* EXERCISE *
Reproduce, from the lines below, exactly the stretch that begins at the line containing "--- a/src/full/Agda/Interaction/EmacsTop.hs" and ends at the line containing "import Agda.Syntax.Concrete as C", both included.

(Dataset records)
########################################

Issue #8354, opened 2026-01-31
Parallel checking loses badly when there is little to check


plt-amy:
Because the only work shared between the worker threads in parallel checking is constructing the *decoded* module map, *every* worker has to re-do the work of merging the interfaces of each of its dependencies into its own TC state. This introduces a quadratic overhead compared to sequential checking.

If there is an appreciable amount of actual type checking to be done, this overhead is dominated by type checking time, as demonstrated by the 3~5x speedups in checking the 1Lab, stdlib, agda-categories, TypeTopology, etc., reported by me & others. This is why this approach to parallel checking isn't dead on arrival.

However, if a majority of the dependency graph has not changed, this overhead dominates, and parallel checking becomes a considerable *slowdown*. This happens, e.g., in interactive work (so `--interaction -j` is A Pretty Bad Idea), or when checking a dependent *project* where the library dependencies have already been checked.

The repeated work is actually quite tricky to avoid:

* Reusing entire type checking states from checking each dependency is infeasible. Synchronising every access to the TC state would be suicide; trying to synchronise only what `mergeInterface` touches seems really tricky; and trying to _merge_ the states of each dependency (to save the work they spent on merging their dependencies into their state) also feels like a non-starter, especially with things like the global confluence check in play.

* While guarding the complicated work in `chaseModule` by a `getStoredInterface` feels like a sensible change, `getStoredInterface` can actually cause dependencies to be type checked if they are out of date! (Via `getStoredInterface` → `loadDecodedModule` → `moduleHash` → `getNonMainInterface`).

  Implementing this today would mean that, in a situation where we have an import chain `A → B → C` where `B` has an up-to-date interface but `C` doesn't, trying to `getStoredInterface` for the import of `B` would cause `C` to be checked (sequentially) by the worker thread which was trying to load `B`. If we try to make the import hash check in `loadDecodedModule` parallel, we're basically back where we started.

  Even worse, if we're in e.g. `--build-library -j` and we have a module `D → C`, then while the worker thread for `B` was getting duped into checking `C`, we would spawn a *second* thread t check `C`, thus duplicating the (potentially significant) work that goes there.

plt-amy:
> Trying to synchronise only what `mergeInterface` touches seems really tricky

[...]

Issue #5508, opened 2021-08-12
Internal error typechecking non-terminating function on case-insensitive filesystem


james-smith-69781:
Working through the tutorial at http://www.cse.chalmers.se/~ulfn/papers/afp08/tutorial.pdf , I wanted to see the error given by 'fold'. Here is the somewhat-minimized code:

```agda
module Universesbug where

data Functor : Set₁ where

[_] : Functor → (Set → Set)

map : (F : Functor){X Y : Set} → (X → Y) → [ F ] X → [ F ] Y

data μ_ (F : Functor) : Set where
  <_> : [ F ] (μ F) → μ F

fold : (F : Functor){A : Set} → ([ F ] A → A) → μ F → A
fold F φ < x > = φ (map F (fold F φ) x)
```

`An internal error has occurred. Please report this as a bug.
Location of the error: __IMPOSSIBLE__, called at src/full/Agda/TypeChecking/Errors.hs:296:\
18 in Agd-2.6.2-d8dfa68e:Agda.TypeChecking.Errors`

Agda installed from Homebrew:
```
% agda --version
Agda version 2.6.2
```

gallais:
Strange, I can't reproduce this in either 2.6.1.3 or 2.6.2

> in Agd-2.6.2-d8dfa68e

I can't find this Agda commit in the git history. :raised_eyebrow: 

Edit: I have just compiled & installed HEAD and I'm not able to reproduce the internal error either.

james-smith-69781:
Is there additional info I could share that would be useful?

I updated to Homebrew's HEAD version of Agda and it still reproes for me:

```
An internal error has occurred. Please report this as a bug.
Location of the error: __IMPOSSIBLE__, called at src/full/Agda/TypeChecking/Errors.hs:296:18 in Agd-2.6.3-1fd9406f:Agda.TypeChecking.Errors
```

andreasabel:
I cannot reproduce this with any of 2.6.1, 2.6.2, or 2.6.3 (dev version).

andreasabel:
Actually, looking at the error location, this could be a problem with case-insensitive/ignoring file systems (wild guess).  https://github.com/agda/agda/blob/8aec1e6d655c082de3a3239f528015760862fd2f/src/full/Agda/TypeChecking/Errors.hs#L296
Is the filename exactly `Universesbug.agda` or is it a case-variant of it?

james-smith-69781:
@andreasabel 

[...]

PR #8387, opened 2026-02-09
fix #8361: Synchronise session state

### LINKED ISSUE #8361: Incorrect result from `isBuiltinModule` when `-j` is used

plt-amy:
Fixes #8361 properly, by putting the `SessionState` (née `SessionTCState`) into an `MVar` which is shared by all threads, as discussed last Wednesday. This is a very big stick, but it sure does work.

```
io ~/d/P/agda % make issue-8361
=============== Testing issue 8361 (file access race) ================
The module Agda.Builtin.Sigma is primitive.
The module Agda.Builtin.Sigma is primitive.
The module Agda.Builtin.Sigma is primitive.
```

(This PR is based on #8367 so we can get actual CI results. That is, when the partial GH outage resolves…)

### DIFF
--- a/Agda.cabal
+++ b/Agda.cabal
@@ -857,6 +857,7 @@ library
       Agda.Utils.AffineHole
       Agda.Utils.Applicative
       Agda.Utils.AssocList
+      Agda.Utils.Atomic
       Agda.Utils.Bag
       Agda.Utils.Benchmark
       Agda.Utils.BiMap
--- a/src/full/Agda/Compiler/Backend.hs
+++ b/src/full/Agda/Compiler/Backend.hs
@@ -85,7 +85,7 @@ callBackendInteractHole name cmd ii rng s =
 withKnownBackend ::
   (MonadTCError m) => BackendName -> (Backend -> m ()) -> m ()
 withKnownBackend name k = ifJustM (lookupBackend name) k $ do
-  backends <- useTC stBackends
+  backends <- useSession lensBackends
   let backendSet = otherBackends ++ [ backendName b | Backend b <- backends ]
   typeError $ UnknownBackend name (Set.fromList backendSet)
 
--- a/src/full/Agda/Interaction/EmacsTop.hs
+++ b/src/full/Agda/Interaction/EmacsTop.hs
@@ -26,7 +26,7 @@ import Agda.Syntax.Common.Pretty as P
 import Agda.Syntax.Abstract.Pretty (prettyATop)
 import Agda.Syntax.Concrete as C
 
-import Agda.TypeChecking.Errors ( tcErrModuleToSource, explainWhyInScope, getAllWarningsOfTCErr, verbalize, prettyError )
+import Agda.TypeChecking.Errors ( explainWhyInScope, getAllWarningsOfTCErr, verbalize, prettyError )
 import Agda.TypeChecking.Pretty qualified as TCP
 import Agda.TypeChecking.Pretty (prettyTCM)
 import Agda.TypeChecking.Pretty.Warning (prettyTCWarnings')
@@ -92,8 +92,7 @@ lispifyResponse = \case
     return clearRunningInfo
 
   Resp_RunningInfo n docTree
-    | n <= 1 -> do
-        displayRunningInfo docTree <$> wantBufferHighlighting Nothing
+    | n <= 1 -> displayRunningInfo docTree <$> wantBufferHighlighting
     | otherwise ->
         return $ L [ A "agda2-verbose", A (quote $ Text.unpack $ treeToTextNoAnn docTree) ]
         -- TODO: do we want colored debug-printout?
@@ -193,8 +192,7 @@ lispifyDisplayInfo = \case
     Info_Auto s ->
       format "*Auto*" $ P.text s
 
-    Info_Error err -> do
-      uncurry (format' "*Error*") =<< prettyInfoError err
+    Info_Error err -> format' "*Error*" =<< prettyInfoError err
 
     Info_Time time ->
       format "*Time*" $ prettyTimed time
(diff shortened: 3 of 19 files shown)


jespercockx (approved):
Nice work! Separating the shared state actually seems like it results in cleaner code in a few places. Do you have any benchmarks on whether this slows down anything?

plt-amy:
Good shout @jespercockx. Like we expected, it is a bit slower, but it seems like not horribly so. Here are stdlib times with 2e59d81d60a4518a3176e01b62aba8e082aacdfa vs this PR (with `INIT`/`EXIT` removed, always clean, `-j --build-library +RTS -s`):

```
-- old:
  MUT     time  679.731s  ( 57.053s elapsed)
  GC      time  244.257s  ( 38.080s elapsed)
  Total   time  924.173s  ( 95.134s elapsed)
-- new:
  MUT     time  666.743s  ( 63.265s elapsed)
  GC      time  236.630s  ( 44.657s elapsed)
  Total   time  903.553s  (107.924s elapsed)
```

Reading from an uncontended `MVar` is not as cheap as reading from an `IORef` (reading from a `MutVar#` is _a single instruction_, and if the optimiser can get the `IORef` constructor out of the way, that's what we'll be doing), but it's not horribly expensive, either. However, I think the session state _is_ actually meaningfully contended, by #8354 acting on [this line](https://github.com/agda/agda/blob/2fd62c1f745f561f80235acd56e69e4e683a5a16/src/full/Agda/Interaction/Imports.hs#L809) in `Imports.hs`, which now has to synchronise (the `ModuleToSource` is affected by `findFile`, so we can't put it in the nonshared part of the `TCState`). Anyway, I believe that this `modifySession` is contending with things like `isBuiltinModule` in `loadDecodedModule` (and so on), and to support this I will say that removing *this single line* cuts 7s off the wall clock time:

```
  MUT     time  617.853s  ( 59.072s elapsed)
  GC      time  226.309s  ( 41.743s elapsed)
  Total   time  844.170s  (100.817s elapsed)
```

I can't say that removing this line is for sure _safe_ --- it might bring #5508 back, though the test suite passes on my machine --- so I will not include it in this PR. It should anyway be part of our effort to quash #8354.

andreasabel:
Thanks!

I seem to recall from the Agda dev meeting that we discussed that for monotone data structures there might be a cheaper way of locking updates (`atomicallyModifyIORef`).
The critical section for the FileDict is only when generating a new ID while adding a new AbsolutePath.

Is this finer treatment left for future work here?  If yes, does it integrate well with the current modifications?

plt-amy:
I don't know if `atomicModifyIORef` guarantees that another thread can't *read* the state while a thread is writing (modifying) it, which using an MVar prevents. Especially since we have to do some IO(-like) computation while finding a file. The race I'm imagining is something like:

* Thread 1 reads the state, sees that the next FileId is 1
* Thread 2 reads the state, sees that the next FileId is 1
* Thread 1 & 2 both go off to actually find the file 
* Thread 1 finishes and atomically modifies the state, inserting its file with id 1 and bumping the next id to 2
* Thread 2 finishes and atomically modifies the state, inserting its file with id 1 and bumping the next id to 3

Regardless, I think it would not be very difficult to switch the synchronisation mechanism in the future, especially since the work to move it to new `TCM` primitives wasn't very difficult… I think I would like to come up with better infrastructure for spotting concurrency bugs before we try to do something more complicated than using the "obviously correct" primitive GHC gives us, though. Maybe something to think about in the AIM?

plt-amy:
(FWIW: I have not done runtime profiling, so this opinion is just a gut feeling, but I think architectural changes like the resolution of #8354 by getting rid of the big-bag-of-imported-interfaces `stImports`, are likely to end up with bigger performance impact than trying to micromanage our synchronisation primitives.)

(Another edit: It would of course be possible to rearchitect `findFile` so that it gets "the next id" _in_ the atomicModifyIORef, which would get rid of the toctou race I'm afraid of, but I don't really understand that part of the code, so I just wrapped it all in a mutex, which is obviously correct. FYI, the deserialisation code also affects the `ModuleToSource`.)

andreasabel:
Agda dev call 2026-02-25: merge!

########################################

* ANSWER SPACE *
--- a/src/full/Agda/Interaction/EmacsTop.hs
+++ b/src/full/Agda/Interaction/EmacsTop.hs
@@ -26,7 +26,7 @@ import Agda.Syntax.Common.Pretty as P
 import Agda.Syntax.Abstract.Pretty (prettyATop)
 import Agda.Syntax.Concrete as C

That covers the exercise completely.